PR #2830, opened 2022-09-28
feat(cypress): enable caching session across spec by default

emmenko:
Follow up of #2823 now that [Cypress v10.9.0](https://docs.cypress.io/guides/references/changelog#&#8203;10-9-0) has added the option `cacheAcrossSpecs` 🥳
☆ ☆ ☆ ☆
Lines from the one with "feat(cypress): enable caching" through the last line above must be printed exactly; no other line is to appear.

__Task response__
feat(cypress): enable caching session across spec by default

emmenko:
Follow up of #2823 now that [Cypress v10.9.0](https://docs.cypress.io/guides/references/changelog#&#8203;10-9-0) has added the option `cacheAcrossSpecs` 🥳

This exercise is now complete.